» **TASK REQUIREMENTS**: Each line of the data below that includes the string "NotificationProvider" must be copied.

[Stored dataset items]
PR #1444, opened 2022-04-01
Add support for Cachet Component notifications

Gaudv:
# Description

Add Cachet notification service support to make it possiable to push component status update via Cachet REST API

## Type of change

- Add new notification service
- User interface (UI)

## Checklist

## Screenshots (if any)

image

### DIFF
--- a/server/notification-providers/cachet.js
+++ b/server/notification-providers/cachet.js
@@ -1,0 +1,50 @@
+const NotificationProvider = require("./notification-provider");
+const axios = require("axios");
+const { DOWN, UP } = require("../../src/util");
+
+class Cachet extends NotificationProvider {
+
+    name = "Cachet";
+
+    _bodyFactory = (status, cachetFatalState) => {
+        if (status === DOWN) {
+            return `{"status":"`+cachetFatalState+`"}`;
+        } else if (status === UP) {
+            return `{"status":"1"}`;
+        } else {
+            return `{"status":"O"}`;
+        }
+    };
+
+    _sendNotification = async (url, token, body) => {
+        await axios.put(
+            url,
+            body,
+            {
+                headers: {
+                    'Content-Type': 'application/json',
+                    'X-Cachet-Token': token,
+                }
+            }
+        );
+    };
+
+    async send(notification, msg, monitorJSON = null, heartbeatJSON = null) {
+        let okMsg = "Sent Successfully.";
+
+        try {
+            if (heartbeatJSON == null) {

» **RESPONSE AREA**:
+const NotificationProvider = require("./notification-provider");
+class Cachet extends NotificationProvider {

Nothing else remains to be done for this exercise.